_WHAT YOU NEED TO DO_
Repeat the records exactly, so that each line matches the original.
☆ ☆ ☆ ☆ ☆ ☆ ☆
PR #3790, opened 2024-06-18
Topic/awelzel/3682 bad pipe op

awelzel:


src/threading/MsgThread.cc
```diff
@@ -165,6 +165,52 @@ bool ReporterMessage::Process() {
...
+class MsgThread_IOSource : public iosource::IOSource {
+public:
+    explicit MsgThread_IOSource(MsgThread* thread) : thread(thread) {
+        if ( ! iosource_mgr->RegisterFd(flare.FD(), this) )
+            reporter->FatalError("Failed to register MsgThread fd with iosource_mgr");
+
+        SetClosed(false);
+
+        // Register as lifetime managed IO source.
+        iosource_mgr->Register(this, true);
```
☆ ☆ ☆ ☆ ☆ ☆ ☆
_REPLY_
PR #3790, opened 2024-06-18
Topic/awelzel/3682 bad pipe op

awelzel:


src/threading/MsgThread.cc
```diff
@@ -165,6 +165,52 @@ bool ReporterMessage::Process() {
...
+class MsgThread_IOSource : public iosource::IOSource {
+public:
+    explicit MsgThread_IOSource(MsgThread* thread) : thread(thread) {
+        if ( ! iosource_mgr->RegisterFd(flare.FD(), this) )
+            reporter->FatalError("Failed to register MsgThread fd with iosource_mgr");
+
+        SetClosed(false);
+
+        // Register as lifetime managed IO source.
+        iosource_mgr->Register(this, true);
```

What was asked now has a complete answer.